▶ Exercise goal
From the material that follows, count the lines with the word "given" in them. Reply with the number only.

BEGIN Data section

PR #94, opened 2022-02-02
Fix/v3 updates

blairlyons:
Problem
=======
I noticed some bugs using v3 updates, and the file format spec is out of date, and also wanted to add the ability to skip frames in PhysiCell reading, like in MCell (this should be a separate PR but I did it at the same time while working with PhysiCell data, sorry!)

END Data section
BEGIN Data section

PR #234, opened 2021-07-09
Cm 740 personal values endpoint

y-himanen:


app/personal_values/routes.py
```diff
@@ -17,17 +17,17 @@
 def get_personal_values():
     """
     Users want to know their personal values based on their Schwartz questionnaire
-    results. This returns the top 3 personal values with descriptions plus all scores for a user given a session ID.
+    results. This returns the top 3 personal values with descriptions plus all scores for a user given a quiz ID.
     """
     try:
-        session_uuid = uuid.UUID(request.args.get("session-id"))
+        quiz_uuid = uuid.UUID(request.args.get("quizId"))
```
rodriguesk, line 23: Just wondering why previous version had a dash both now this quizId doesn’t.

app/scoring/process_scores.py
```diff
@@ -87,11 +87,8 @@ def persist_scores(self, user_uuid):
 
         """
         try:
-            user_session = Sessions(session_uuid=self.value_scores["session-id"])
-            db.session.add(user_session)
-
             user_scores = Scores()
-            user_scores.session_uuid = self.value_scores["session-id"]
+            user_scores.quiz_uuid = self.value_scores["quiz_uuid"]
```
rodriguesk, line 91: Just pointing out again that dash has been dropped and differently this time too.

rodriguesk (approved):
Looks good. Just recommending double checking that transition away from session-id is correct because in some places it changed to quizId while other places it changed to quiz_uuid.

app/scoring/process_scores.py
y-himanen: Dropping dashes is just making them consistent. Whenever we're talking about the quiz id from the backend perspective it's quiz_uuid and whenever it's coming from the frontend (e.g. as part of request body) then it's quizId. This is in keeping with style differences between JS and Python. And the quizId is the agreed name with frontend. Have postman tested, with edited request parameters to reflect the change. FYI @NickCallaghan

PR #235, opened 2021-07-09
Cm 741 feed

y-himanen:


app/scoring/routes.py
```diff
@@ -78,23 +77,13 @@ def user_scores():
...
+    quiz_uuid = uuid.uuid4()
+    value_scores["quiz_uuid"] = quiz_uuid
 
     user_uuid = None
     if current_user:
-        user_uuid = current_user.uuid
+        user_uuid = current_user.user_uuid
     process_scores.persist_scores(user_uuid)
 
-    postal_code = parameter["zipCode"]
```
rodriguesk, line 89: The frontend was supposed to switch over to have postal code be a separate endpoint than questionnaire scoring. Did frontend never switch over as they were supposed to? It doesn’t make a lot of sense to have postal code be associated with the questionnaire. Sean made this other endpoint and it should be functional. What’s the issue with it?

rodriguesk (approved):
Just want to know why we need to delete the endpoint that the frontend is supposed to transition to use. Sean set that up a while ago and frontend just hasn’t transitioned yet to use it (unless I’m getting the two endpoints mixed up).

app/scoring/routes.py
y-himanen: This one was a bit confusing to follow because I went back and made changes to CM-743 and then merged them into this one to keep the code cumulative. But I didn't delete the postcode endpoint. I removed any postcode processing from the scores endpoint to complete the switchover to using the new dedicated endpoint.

END Data section

▶ Answer to the exercise
2